_Requirement:_ Write out again, exactly, the lines below starting at the one with "(diff shortened: 2 of 5 files shown)" and ending at the one with "What are the".

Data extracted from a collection

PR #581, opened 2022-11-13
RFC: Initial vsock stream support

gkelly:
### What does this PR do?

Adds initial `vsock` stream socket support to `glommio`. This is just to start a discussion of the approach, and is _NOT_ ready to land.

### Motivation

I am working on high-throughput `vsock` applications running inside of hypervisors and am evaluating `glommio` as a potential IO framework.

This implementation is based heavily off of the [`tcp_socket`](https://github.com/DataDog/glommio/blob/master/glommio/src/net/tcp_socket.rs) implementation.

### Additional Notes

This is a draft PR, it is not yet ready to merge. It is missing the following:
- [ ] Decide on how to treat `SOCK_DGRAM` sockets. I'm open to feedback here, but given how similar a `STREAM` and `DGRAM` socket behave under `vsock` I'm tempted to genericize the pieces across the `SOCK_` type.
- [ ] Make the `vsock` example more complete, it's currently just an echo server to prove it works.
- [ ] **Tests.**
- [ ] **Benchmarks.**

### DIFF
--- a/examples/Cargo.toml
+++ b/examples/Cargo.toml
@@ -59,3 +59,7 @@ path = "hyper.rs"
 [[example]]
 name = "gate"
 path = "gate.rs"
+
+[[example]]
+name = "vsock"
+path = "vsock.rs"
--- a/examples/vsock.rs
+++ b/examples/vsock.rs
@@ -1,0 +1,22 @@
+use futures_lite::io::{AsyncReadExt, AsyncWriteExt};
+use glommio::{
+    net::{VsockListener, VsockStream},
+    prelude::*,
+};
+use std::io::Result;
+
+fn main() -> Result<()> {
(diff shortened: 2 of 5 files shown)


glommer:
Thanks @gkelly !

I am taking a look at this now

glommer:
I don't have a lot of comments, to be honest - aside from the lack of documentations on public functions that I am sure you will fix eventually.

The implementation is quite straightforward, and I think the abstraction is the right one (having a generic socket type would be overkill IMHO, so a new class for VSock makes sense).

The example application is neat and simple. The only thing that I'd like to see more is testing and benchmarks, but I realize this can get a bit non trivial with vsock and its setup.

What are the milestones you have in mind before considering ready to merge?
* * *
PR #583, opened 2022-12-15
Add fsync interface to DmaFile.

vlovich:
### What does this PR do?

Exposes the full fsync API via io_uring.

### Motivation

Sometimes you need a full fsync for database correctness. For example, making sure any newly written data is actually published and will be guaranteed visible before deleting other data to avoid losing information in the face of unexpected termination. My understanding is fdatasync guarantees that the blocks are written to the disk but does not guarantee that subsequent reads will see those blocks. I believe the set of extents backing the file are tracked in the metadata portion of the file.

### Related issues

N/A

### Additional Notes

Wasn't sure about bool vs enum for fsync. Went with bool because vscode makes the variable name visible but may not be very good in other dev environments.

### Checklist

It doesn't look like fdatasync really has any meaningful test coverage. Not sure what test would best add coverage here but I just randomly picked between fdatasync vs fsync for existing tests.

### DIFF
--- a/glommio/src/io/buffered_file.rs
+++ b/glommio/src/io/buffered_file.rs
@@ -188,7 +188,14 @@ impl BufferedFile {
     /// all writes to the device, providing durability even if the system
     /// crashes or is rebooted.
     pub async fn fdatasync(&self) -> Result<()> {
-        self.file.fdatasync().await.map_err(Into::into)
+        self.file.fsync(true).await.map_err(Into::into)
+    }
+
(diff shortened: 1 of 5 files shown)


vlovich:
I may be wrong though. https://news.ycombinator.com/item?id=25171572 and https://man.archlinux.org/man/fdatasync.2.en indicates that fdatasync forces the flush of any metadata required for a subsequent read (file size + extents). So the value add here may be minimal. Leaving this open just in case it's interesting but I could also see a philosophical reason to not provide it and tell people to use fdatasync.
* * *
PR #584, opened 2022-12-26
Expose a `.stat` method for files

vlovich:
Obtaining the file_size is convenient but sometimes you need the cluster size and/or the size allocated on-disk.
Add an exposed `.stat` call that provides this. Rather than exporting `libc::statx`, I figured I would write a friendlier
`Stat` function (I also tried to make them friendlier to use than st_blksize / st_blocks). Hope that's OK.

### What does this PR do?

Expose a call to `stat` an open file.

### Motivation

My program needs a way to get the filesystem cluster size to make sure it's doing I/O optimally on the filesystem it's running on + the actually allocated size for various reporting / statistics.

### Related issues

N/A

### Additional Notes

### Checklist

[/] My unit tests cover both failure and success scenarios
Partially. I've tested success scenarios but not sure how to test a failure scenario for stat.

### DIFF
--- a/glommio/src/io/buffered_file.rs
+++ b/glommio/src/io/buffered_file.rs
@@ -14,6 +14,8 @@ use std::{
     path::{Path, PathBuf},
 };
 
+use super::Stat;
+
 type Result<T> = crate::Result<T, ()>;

_Exercise solution:_
(diff shortened: 2 of 5 files shown)


glommer:
Thanks @gkelly !

I am taking a look at this now

glommer:
I don't have a lot of comments, to be honest - aside from the lack of documentations on public functions that I am sure you will fix eventually.

The implementation is quite straightforward, and I think the abstraction is the right one (having a generic socket type would be overkill IMHO, so a new class for VSock makes sense).

The example application is neat and simple. The only thing that I'd like to see more is testing and benchmarks, but I realize this can get a bit non trivial with vsock and its setup.

What are the milestones you have in mind before considering ready to merge?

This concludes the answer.